UPRAK T. K., EKDAL D. C., ERGENÇ M., ATALAY V.

ISTANBUL MEDICAL JOURNAL, cilt.24, sa.2, ss.181-185, 2023 (ESCI) identifier

  • Yayın Türü: Makale / Tam Makale
  • Cilt numarası: 24 Sayı: 2
  • Basım Tarihi: 2023
  • Doi Numarası: 10.4274/imj.galenos.2023.48107
  • Dergi Adı: ISTANBUL MEDICAL JOURNAL
  • Derginin Tarandığı İndeksler: Emerging Sources Citation Index (ESCI), TR DİZİN (ULAKBİM)
  • Sayfa Sayıları: ss.181-185
  • Marmara Üniversitesi Adresli: Evet

Özet

Introduction: Subtotal gastrectomy is usually performed in patients with distal gastric cancer. After distal gastrectomy, which reconstruction method can be used is still controversial. This study evaluated the effect of the stapler and hand-sewn techniques on postoperative results.

Methods: Patients who underwent distal gastrectomy in a single center were evaluated retrospectively in this study.
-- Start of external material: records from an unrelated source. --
PR #39, opened 2018-12-11
Add libsgx_enclave_common enclave loader

jethrogb:
Depends on #37  (now merged)

### DIFF
--- a/sgxs-loaders/src/lib.rs
+++ b/sgxs-loaders/src/lib.rs
@@ -14,9 +14,12 @@ extern crate sgx_isa as abi;
 extern crate sgxs as sgxs_crate;
 #[macro_use]
 extern crate failure_derive;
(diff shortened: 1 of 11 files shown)


sgxs-loaders/src/lib.rs
```diff
@@ -14,5 +14,44 @@ extern crate sgx_isa as abi;
...
+
+use std::fmt::Debug;
+use std::os::raw::c_void;
+use std::sync::Arc;
+
+use sgxs_crate::loader;
+
+#[derive(Debug)]
+pub struct Tcs {
+    _mapping: Arc<Debug + Sync + Send>,
```
jseyfried: Nice. I suppose this would just be `Arc<Drop + Sync + Send>` if we didn't want `Debug`.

Patients who underwent the Billroth II reconstruction method were analyzed. Hand-sewn and stapled techniques were compared in terms of operative and short-term postoperative outcomes.
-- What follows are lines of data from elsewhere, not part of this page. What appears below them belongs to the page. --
PR #57, opened 2019-01-08
Add .travis.yml to enable travis CI

parthsane:
Added Travis CI support. 

Currently this just checks if build succeeds. No tests are run.

### DIFF
--- a/.travis.yml
+++ b/.travis.yml
@@ -1,0 +1,8 @@
+language: rust
+before_install:
+  - sudo apt-get update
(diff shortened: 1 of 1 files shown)


jethrogb:
You should be able to run `cargo test` here I think?

parthsane:
[travislog.txt](https://github.com/fortanix/rust-sgx/files/2740049/travislog.txt)

`cargo test --all --exclude aesm-client` seems to do the trick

Results: Two hundred fourteen patients were included. Most of the patients (66.8%) were male. The median age was 61 years. Billroth-II reconstruction with hand-sewn was performed in 161 (75%) patients, and the double stapler technique was performed in 53 (25%) patients. When the hand-sewn and stapled groups were compared, no difference was found in age, sex, or American Society of Anesthesiology scores. There was no difference in choosing antecolic or retrocolic as the surgical technique (p=0.19). A shorter length of hospital stay was detected in the stapled group (p=0.01). The overall complication rate was higher in the hand-sewn group (21.7% vs. 7.5%, p=0.02). Clavien-Dindo grade 3 and above complications were significantly higher in the hand-sewn group (13.7% vs. 3.8%, p=0.02).

Conclusion: Our study showed that the stapler anastomosis technique for Billroth II gastrojejunostomy after distal gastrectomy led to fewer overall complications and shortened hospital stays.